Escaping versions for wheel, sdist, and .dist-info names

The discussion in Clarify naming of .dist-info directories has reminded me of a couple subtle problems with PEP 427 and its handling of versions in wheel filenames, and now that progress is being made on escaping of versions in sdist and .dist-info directory names, this seems like as good a time as any to bring it up.

Problem number 1: PEP 427 requires that the version component of a wheel filename only contain alphanumeric characters, underscores, and periods, with all other characters converted to underscores; however, this overlooks the fact that, per PEP 440, version strings can also contain exclamation points (to denote version epochs) and plus signs (to denote local version identifiers). Converting these two symbols to underscores causes a loss of information that makes it impossible in certain cases to compare the versions of two wheels just by inspecting their filenames; for example, 1!2, 1+2, and 1-2 all end up escaped as 1_2 (which, incidentally, is not a valid PEP 440 version; see below). The wheel project ran into this problem in issue 268, which led to them greatly loosening their wheel filename regex, and the author of PEP 427 has written that applying the same escaping rules to the version component as to the other filename components is “probably a mistake”, yet there does not appear to have ever been any follow-up on this.

I would thus like to request that the relevant standards be amended to allow ! and + in version components of wheel, sdist, and .dist-info names. For the record, a scan yesterday of the 1,396,899 wheels on PyPI found 58 with exclaimation points in their versions and 244 with plus signs (the latter presumably uploaded before Warehouse started blocking local versions), in comparison to the 998 with underscores in their version components.

The second problem with version escaping as currently specified is its blanket transformation of all hyphens to underscores. Under PEP 440, hyphens and underscores in version strings are completely interchangeable, with one exception: the post in a post-release specifier can be replaced by a hyphen and only by a hyphen. (Interestingly, this restriction contradicts the statement later in the PEP that “[PEP 440] allows [the underscore’s] use anywhere that - is acceptable.”) So if we start out with a version string of the form 1.0-1 (an alternative spelling of the canonical 1.0.post1), it gets escaped to 1.0_1, which is not a valid PEP 440 version.

Possible ways to handle this are:

  • Amend PEP 440 and packaging to permit underscores in place of post

  • Require versions to be canonicalized before escaping, thereby eliminating all hyphens without affecting PEP 440 validity. (The .dist-info name proposal already requires project names to be canonicalized, but not versions.)

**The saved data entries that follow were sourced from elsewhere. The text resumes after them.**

PR #101, opened 2017-09-20
Support JSON-encoded private keys, as generated by geth/parity

### LINKED ISSUE #100: Support JSON-encoded private keys from Geth/Parity
Today, we expect the privatekey to be a 32 bytes hex-encoded sequence, which is very unusual to find in the real world. We must support Geth and Parity's [keystore](https://theethereum.wiki/w/index.php/Accounts,_Addresses,_Public_And_Private_Keys,_And_Tokens#UTC_JSON_Keystore_File) format directly, asking the user for password, if needed.

andrevmatos:
Support JSON private keys.
Old format (raw hex encoded) is still supported, but will generate a warning, and should be considered deprecated in the future, as it's less secure and not standardized.

It will **interactively** ask for the password for decryption of the private key.
Optionally, CLI tools now have an option to pass the path of a file containing the password, for non-interactive opening of the private key (`docker` environments, scripting): `--private-key-password-file` for the proxy, `--key-password-path` for python Client/m2m.

Fix #100 .

### DIFF
--- a/microraiden/microraiden/close_all_channels.py
+++ b/microraiden/microraiden/close_all_channels.py
@@ -30,6 +30,7 @@ log = logging.getLogger('close_all_channels')
 @click.command()
 @click.option(
     '--private-key',
+    required=True,
     help='Path to private key file of the proxy',
     type=click.Path(exists=True, dir_okay=False, resolve_path=True)
 )
--- a/microraiden/microraiden/close_all_channels.py
+++ b/microraiden/microraiden/close_all_channels.py
@@ -8,7 +8,6 @@ import traceback
 import click
 from eth_utils import (
     decode_hex,
-    is_hex,
     is_same_address,
 )
 from ethereum.tester import TransactionFailed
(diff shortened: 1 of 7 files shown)


microraiden/microraiden/close_all_channels.py
```diff
@@ -44,18 +49,9 @@
     default=None,
     help='Ethereum address of the channel manager contract'
 )
-def main(private_key, state_file, channel_manager_address):
+def main(private_key, private_key_password_file, state_file, channel_manager_address):
+    private_key = utils.get_private_key(private_key, private_key_password_file)
     if private_key is None:
```
pcppcp: Can you make `--private-key` click option mandatory? It doesn't really make sense to start the proxy without privkey and click will display a nice error message if the option is missing.

microraiden/microraiden/utils.py
```diff
@@ -14,3 +26,34 @@ def check_permission_safety(path):
     """
     f_stats = os.stat(path)
     return (f_stats.st_mode & (stat.S_IRWXG | stat.S_IRWXO)) == 0 and f_stats.st_uid == os.getuid()
+
+
+def get_private_key(key_path, password_path=None):
+    if key_path is None or not os.path.exists(key_path):
```
pcppcp: From usability perspective, I think it's better to split this into

```
assert key_path is not None  #  probably developer's mistake
if not os.path.exists(key_path):  
   log.fatal("%s: no such file")  # user's mistake 
```

microraiden/microraiden/close_all_channels.py
andrevmatos: Done.  `click.option` has a `required` keyword, although options usually are meant to be... optional. But should work.

PR #103, opened 2017-09-21
Travis ci

pcppcp:
this PR enables Travis builds and also reduces test execution time on tester chain

### DIFF
--- a/microraiden/microraiden/test/fixtures/channel_manager.py
+++ b/microraiden/microraiden/test/fixtures/channel_manager.py
@@ -3,11 +3,6 @@ import types
 from microraiden.channel_manager import ChannelManager, Blockchain
 
 
-@pytest.fixture
-def channel_managers_count():
-    return 2
-
-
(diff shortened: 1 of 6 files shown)


microraiden/microraiden/test/fixtures/channel_manager.py
```diff
@@ -39,8 +34,12 @@ def fail(greenlet):
 @pytest.fixture
 def channel_manager(web3, receiver_privkey, make_channel_manager_proxy, token_contract, use_tester,
                     mine_sync_event):
+    if use_tester:
+        snapshot_data = web3.testing.snapshot()
```
jannikluhn: would rename `snapshot_data` to `snapshot_id` (it's not the actual snapshot, but only a reference)

pcppcp: Yes you are right, I've got it mistaken for another function that returns binary-serialized block as a snapshot.

PR #117, opened 2017-09-26
Check contract existence

jannikluhn:
Checks that the code at the channel manager address is not empty (e.g. if the address is wrongly configured).

A better solution would be to actually compare the bytecode against the one stored in the contracts metadata file. However, this doesn't work right now as the code differs from chain to chain (due to differing token addresses) and we keep only one variant (presumably the one that has been deployed last).


microraiden/microraiden/make_helpers.py
```diff
@@ -19,15 +17,22 @@
...
 def make_contract_proxy(web3, private_key, contract_address):
-    contracts_abi_path = os.path.join(os.path.dirname(__file__), 'data/contracts.json')
-    abi = json.load(open(contracts_abi_path))['RaidenMicroTransferChannels']['abi']
-    return ChannelContractProxy(web3, private_key, contract_address, abi, config.GAS_PRICE,
-                                config.GAS_LIMIT)
+    metadata = config.CONTRACT_METADATA['RaidenMicroTransferChannels']
+    bytecode = web3.eth.getCode(contract_address)
+    if bytecode == '0x':
+        raise ValueError('No contract deployed at address {}'.format(contract_address))
+    return ChannelContractProxy(
```
pcppcp: do `web3.eth.getCode` inside of the `ChannelContractProxy` class and raise an exception if check fails

pcppcp:
fixed by another PR

Issue #126, opened 2017-11-05
filename should not be part of ChannelManagerState


nkonovalov:
I can't move the state file otherwise to a different path.

loredanacirstea:
Fixed in https://github.com/raiden-network/microraiden/pull/145

pcppcp:
btw, channel manager still references the state file.

See 
`channel_manager.py:295-296` (this raises an exception when starting uRaiden on demo site w/o synced chain)
https://github.com/jannikluhn/microraiden/blob/5f69f69a7be82dc9ee87b2c7f1d788ba65b23260/microraiden/microraiden/channel_manager.py#L295
and 
`channel_manager.py:257`
https://github.com/jannikluhn/microraiden/blob/5f69f69a7be82dc9ee87b2c7f1d788ba65b23260/microraiden/microraiden/channel_manager.py#L257 
 (there should be key check before calling `pop()`)

pcppcp:
Fixed in PR #180

PR #145, opened 2017-11-09
Drop filename and tmp filename from state file

jannikluhn:
see #126


freehere107:
but microraiden/microraiden/channel_manager.py:299 will raise 
KeyError: 'tmp_filename' and KeyError: 'filename'

loredanacirstea:
@freehere107 , is the issue solved if you remove the cached state files and restart microraiden?

You will see something like `INFO:filelock:Lock 4581394696 acquired on /Users/loredana/Library/Application Support/microraiden/0xffa52825_0x5601ea84.json` when starting microraiden. Cached state files are those `json` files under the `microraiden` folder. Depending on your OS, the files might be in another location.

PR #155, opened 2017-11-20
Solc 0.4.17 fixes

LefterisJP:
Still leaves one warning though.

```
contracts/contracts/RaidenMicroTransferChannels.sol:167:26: Warning: Function declared as view, but this expression (potentially) modifies the state and thus requires non-payable (the default) or payable.                                                                    
        address signer = ECVerify.ecverify(prefixed_message_hash, _balance_msg_sig);                                                                                                                                                                                            
                         ^--------------------------------------------------------^
```

We can't mark the ECRecover lib as pure due to it's assembly code doing a `CALL` into what is I assume the ecrecover precompiled contract, but the solidity compiler is not smart enough to recognize this yet so if you mark all the contracts in ECRecover lib as pure as they should be [this](https://github.com/raiden-network/microraiden/blob/master/contracts/contracts/lib/ECVerify.sol#L5) one fails with:

```
contracts/contracts/lib/ECVerify.sol:16:20: Error: Function declared as pure, but this expression (potentially) modifies the state and thus requires non-payable (the default) or payable.                                                                                      
            ret := call(3000, 1, 0, size, 128, size, 32)              
```

### DIFF
--- a/contracts/contracts/RaidenMicroTransferChannels.sol
+++ b/contracts/contracts/RaidenMicroTransferChannels.sol
@@ -76,7 +76,7 @@ contract RaidenMicroTransferChannels {
     /// @dev Constructor for creating the Raiden microtransfer channels contract.
     /// @param _token The address of the Token used by the channels.
     /// @param _challenge_period A fixed number of blocks representing the challenge period after a sender requests the closing of the channel without the receiver's signature.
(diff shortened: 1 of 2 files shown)


LefterisJP:
I guess should merge after #122 @loredanacirstea

LefterisJP:
@loredanacirstea rebased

  • Amend the escaping rules for version components to be “Replace all hyphens with underscores, except for those hyphens that indicate an implicit post release, which should instead be replaced with the string .post.”

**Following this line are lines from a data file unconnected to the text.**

PR #156, opened 2017-11-20
Add versioning to the RaidenMicroTransferChannels contract

### LINKED ISSUE #99: Contract versioning
We should support contract versioning - if the contract is obsolete, it should i.e. have a method that returns new contract address.

(personally, I think it'd be better to just use contract address sent in http headers and have a 'obsolete' flag in the contract that'll abort all public methods if set)

loredanacirstea:
closes #99 

- string variable for compatibility with semantic versioning
- setter & getter for latest contract version Ethereum address
- setter only callable by owner
- unit test

### DIFF
--- a/contracts/contracts/RaidenMicroTransferChannels.sol
+++ b/contracts/contracts/RaidenMicroTransferChannels.sol
@@ -13,6 +13,8 @@ contract RaidenMicroTransferChannels {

  • Require versions to be escaped by converting them to an equivalent form modulo canonicalization that does not contain a hyphen and leave it up to the wheel, sdist, and .dist-info generators exactly what they want to do.

  • Document that version strings in file & directory names need to be unescaped before use. Assuming that ! and + are allowed unescaped in version components, this leaves the hyphen as the only character in a valid PEP 440 string that needs escaping, and so unescaping is just s.replace("_", "-").

Following the same logic as the name field, the most straightforward would be to require version normalisation from now on (with the same “parser should expect unnormalised input” footnote), and replace dashes with underscores (which is really the only thing required).

1 Like

Following the same logic as the name field

Last time I checked, the logic for normalizing project names is only going to be applied to sdists and .dist-info directories; is PEP 427 going to be amended to require normalization in wheel filenames as well?

replace dashes with underscores

If a version is normalized, it won’t contain any dashes.

I assume so, since it’s not worth the .whl extension (which is a must to create a new filename spec). And existing rules already don’t work, as you described, so there’s likely very few (if any) edge cases.

For wheels, yes. I believe .dist-info names could theoretically contain non-PEP-440 versions though. It also doesn’t really hurt to preemptively cover the possibility of dashes in the future IMO.

pip 20.3b1 just hit this problem: https://github.com/pypa/pip/issues/9083

So the discussion is quite timely :stuck_out_tongue:

1 Like

Are exclamation marks ! and plus-signs + valid in all common filesystems? Also, will package indexes be required to quote this characters in the URL?

I checked, they are valid on Windows and POSIX-compliant systems. Both require escaping in URLs, but clients are already expected to handle them correctly (implied by Simple Repository API being HTML based).